Travis-CI No Travis.
coveralls test coverage No coveralls.
            torch-pme
=========

.. image:: https://raw.githubusercontent.com/lab-cosmo/torch-pme/refs/heads/main/docs/src/logo/torch-pme.svg
     :width: 200 px
     :align: left

|tests| |codecov| |docs|

.. marker-introduction

``torch-pme`` enables efficient, auto-differentiable computation of long-range
interactions in PyTorch. Auto-differentiation is supported for particle *positions*,
*charges*, and *cell* parameters, allowing not only the automatic computation of forces
but also enabling general applications in machine learning tasks. The library offers
classes for Particle-Particle Particle-Mesh Ewald (P3M), Particle Mesh Ewald (``PME``),
standard ``Ewald``, and non-periodic methods, with the flexibility to calculate
potentials beyond :math:`1/r` electrostatics, including arbitrary order :math:`1/r^p`
potentials.

Optimized for both CPU and GPU devices, ``torch-pme`` is fully `TorchScriptable`_,
allowing it to be converted into a format that runs independently of Python, such as in
C++, making it ideal for high-performance production environments.
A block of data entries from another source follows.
Issue #1224, opened 2016-10-24
broadcast join using interval tree 


jpdna:
Broadcast interval join currently is being done in a way that does a Cartesian product and then filter:

https://github.com/bigdatagenomics/adam/blob/bd3c62acec6902c002867c750f41c4d9f8ad4db0/adam-core/src/main/scala/org/bdgenomics/adam/rdd/BroadcastRegionJoin.scala#L55

that feel inefficient.

Most genomics tools for finding interval overlap use some kind of interval or R-tree as discussed:
https://www.biostars.org/p/2244/

Proposed implementation, when one side of the join is small enough ( < 100 MB) to be broadcast.

1) read the "smaller"  side into an intervaltree data structure, either the one for Mango or, https://samtools.github.io/htsjdk/javadoc/htsjdk/htsjdk/samtools/util/IntervalTree.html
Possible as a map of intervaltrees, one for each chromosome/contig

2) Broadcast that map of interval trees

3) do a map or mapPartitions, which loops through each member of the RDD, and does the "map side join" using overlap operation of the interval tree.

At the least I think we should implement this approach as a comparison with other join modes we develop.

Thoughts?  This doesn't already exist in ADAM code does it?

fnothaft:
I concur! (see #1110, which I've closed in favor of this issue). I spoke with @tdanford a while back and there were historical reasons for why the BroadcastJoin was called BroadcastJoin. The documents in the BroadcastJoin code are actually kinda wrong as well; we don't actually do a cartesian and filter. I would +1 your proposed implementation.

fnothaft:
Also see https://bmcbioinformatics.biomedcentral.com/articles/10.1186/s12859-016-0904-1.

Also, @akmorrow13's interval tree code in https://github.com/bigdatagenomics/utils/tree/master/utils-intervalrdd/src/main/scala/org/bdgenomics/utils/intervaltree should allow us to do an efficient `broadcastJoinAndGroupByRight` implementation, akin to our `shuffleJoinAndGroupByLeft` code.

jpdna:
@fnothaft you mentioned on call today some other code relevant to this that I should look at.  When you get the chance can you paste it on this thread?

fnothaft:
Yes! You'll want to take a look at the following commits:

* https://github.com/bigdatagenomics/avocado/commit/ceaee3bb709428a5e20c0202b49a1d26e238f283
[...]

PR #1234, opened 2016-11-01
[ADAM-1224] Replace BroadcastRegionJoin with tree based algo.

fnothaft:
WIP towards #1224. To be done:

* [x] Add more tests for outer joins
* [x] Fix serialization stuff (note disconnected `ForestSerializer`)

The custom serializer is necessary because Kryo does not serialize large arrays properly, which is... concerning.


jpdna:
Is this ready for someone else to test/review or do you have further work to do @fnothaft ?  Ping when you do want review.

fnothaft:
@jpdna I need to write some more unit tests, but otherwise the core of the code is ready for review!

adam-core/src/main/scala/org/bdgenomics/adam/rdd/TreeRegionJoin.scala
```diff
@@ -0,0 +1,328 @@
...
+  ReferenceRegion,
+  ReferenceRegionSerializer
+}
+import scala.annotation.tailrec
+import scala.reflect.ClassTag
+
+/**
+ * Companion object for building a forest from an RDD.
+ */
+private[adam] object Forest extends Serializable {
```
akmorrow13: If we are using the implementation for IntervalRDD, we would most likely be moving Forest and ForestSerializer to utils. Is there anything else that should be moved to utils?

fnothaft: I think that is all.

jpdna:
I notice that in the `overlaps` functions of `referenceRegion` called in `binarySearch`  that there is a requirement that orientation be the same in order to return true: https://github.com/bigdatagenomics/adam/blob/748b9521789097a17691fe3c811f42e9fba1dcaf/adam-core/src/main/scala/org/bdgenomics/adam/models/ReferenceRegion.scala#L344

At first glance, I'm wondering if this is a problem, for example if joining a deletion or other feature expressed on the positive strand against a gene or transcript where `Orientation=Strand.REVERSE`

jpdna:
Also, I have small itch of concern ( which I haven't tested yet) that there could a scenario where 
`expand`
https://github.com/bigdatagenomics/adam/pull/1234/files#diff-7dca5f64826de300ea13b67c5ce39687R94
stops searching further into the sorted referenceRegion broadcast array because the next referenceRegion it finds doesn't overlap, but further upstream or downstream in the array there is larger referenceRegion feature that does overlap.

Like
```
                                                       
query                                         ---

brod_array                        --       ----------   --
                            --------------------------------------------------
```

this may well be just fine, just wanted to note it.
They broadcast array is sorted by start position of ReferenceRegions correct?

jpdna:
ping wrt to my two comments above

fnothaft:
I've upgraded this on top of https://github.com/bigdatagenomics/utils/pull/94 in the last commit (and rebased) but it fails one unit test due to some serializer funniness. I'm going to make a cleanup pass on utils/#94 tomorrow to fix this.

fnothaft:
Jenkins, retest this please.

fnothaft:
Jenkins, test this please.

fnothaft:
Jenkins, retest this please.

fnothaft:
Jenkins, retest this please.

fnothaft:
This is squashed down and good to go!

scripts/move_to_scala_2.11.sh
```diff
@@ -2,7 +2,7 @@
 
 set +x
 
-find . -name "pom.xml" -exec sed -e "s/2.10.6/2.11.8/g" -e "s/2.10/2.11/g" -i.2.11.bak '{}' \;
+find . -name "pom.xml" -exec sed -e "s/2.10.6/2.11.8/g" -e "/bdg-utils.version/!s/2.10/2.11/g" -i.2.11.bak '{}' \;
```
heuermh: What is this for?  Do we need something similar in `move_to_scala_2.10.sh`?

fnothaft: The utils version bumps to 0.2.10 in this PR. If you don't filter out that line when running the sed replacements, then it changes the utils version to 0.2.11. This doesn't happen going 2.11->2.10, since the replacement is different.

fnothaft:
Rebased and resolved conflicts.

scripts/move_to_scala_2.11.sh
heuermh: I see, good catch  :)

heuermh:
Thank you, @fnothaft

.. _`TorchScriptable`: https://pytorch.org/docs/stable/jit.html

.. marker-documentation

For details, tutorials, and examples, please have a look at our `documentation`_.

.. _`documentation`: https://lab-cosmo.github.io/torch-pme

.. marker-installation

Installation
------------

You can install *torch-pme* using pip with

.. code-block:: bash

    pip install torch-pme

and ``import torchpme`` to use it in your projects!
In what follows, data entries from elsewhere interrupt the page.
Issue #493, opened 2014-11-19
Update usage docs running for EC2 and CDH 


arahuja:
- Update to use adam-submit
- Update CDH docs to have YARN and standalone information

jpdna:
Regarding EC2, the existing (out of date) documentation is here: 
https://github.com/bigdatagenomics/adam/blob/master/docs/source/40_running_on_EC2.md

To confirm, do we want the updated ADAM EC2 quickstart to deploy Spark via `spark-ec2` scripts as described at?: 
http://spark.apache.org/docs/1.6.1/ec2-scripts.html

jpdna:
So Spark's spark-ec2 script as of Spark 1.6.1 doesn't work for us, unless we modify it, due to it using java 7 and we need java 8.

I still feel like cgcloud/toil is a bit heavy weight for some users, and perhaps we should modify spark-ec2 script, or make an equivalent, that can be used for simple ADAM deployment on EC2.

But - if you think we should only document a cgcloud/toil path for ADAM on EC2 that is fine too.
What do  you think @fnothaft  and @heuermh

fnothaft:
> So Spark's spark-ec2 script as of Spark 1.6.1 doesn't work for us, unless we modify it, due to it using java 7 and we need java 8.

Officially, the `spark-ec2` script is beta/unsupported, so we shouldn't use it anyways.

> I still feel like cgcloud/toil is a bit heavy weight for some users, and perhaps we should modify spark-ec2 script, or make an equivalent, that can be used for simple ADAM deployment on EC2.

I would do `cgcloud-spark`, which is fairly battle tested, well supported by Hannes + co, etc. I would definitely not modify the `spark-ec2` script or roll our own. There's a non-trivial amount of work needed to get all of this working, and you run into a shocking number of bugs and weird edge cases.

If time allowed, I would also document ADAM on Elastic Spark, but I would not plan on that as a primary documented route, since the cost model for Elastic Spark is different. If we are interested in that, I can connect you to some folks at AWS.

jpdna:
It looks like cgcloud-spark is on Spark 1.5.2
and java7.

We should have java8 and Spark 1.6.1 to match 
the next release and current master

Should we talk with Hannes about updating `spark_box` ?

Also - what is the interaction here with the joda time stuff?

fnothaft:
I'm OK with staying on Spark 1.5.2 or moving to 1.6.1. It's a one line change. I'll open a PR to move to Java 8.

[...]

PR #1246, opened 2016-11-07
HBase backend for Genotypes

jpdna:
Requesting here a first pass review for the integration of HBase input and output functions into Master.

The code in this PR excludes the "custom encoding" options for clarity and thus sticks with saving the full Avro schema of a Genotype as the values stored in HBase.

Todo:
- [ ] Add Unit tests using an embedded mini-hbase cluster
- [ ] Add more parameter checking and informative error messages, such as if database table doesn't exist
- [ ] Integrate and rebase against upcoming changes to Genotype schemas when available

Questions:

We also provide bindings to `metatensor <https://docs.metatensor.org>`_ which
can optionally be installed together and used as ``torchpme.metatensor`` via

.. code-block:: bash

    pip install torch-pme[metatensor]

.. marker-issues

Having problems or ideas?
-------------------------

Having a problem with torch-pme? Please let us know by `submitting an issue
<https://github.com/lab-cosmo/torch-pme/issues>`_.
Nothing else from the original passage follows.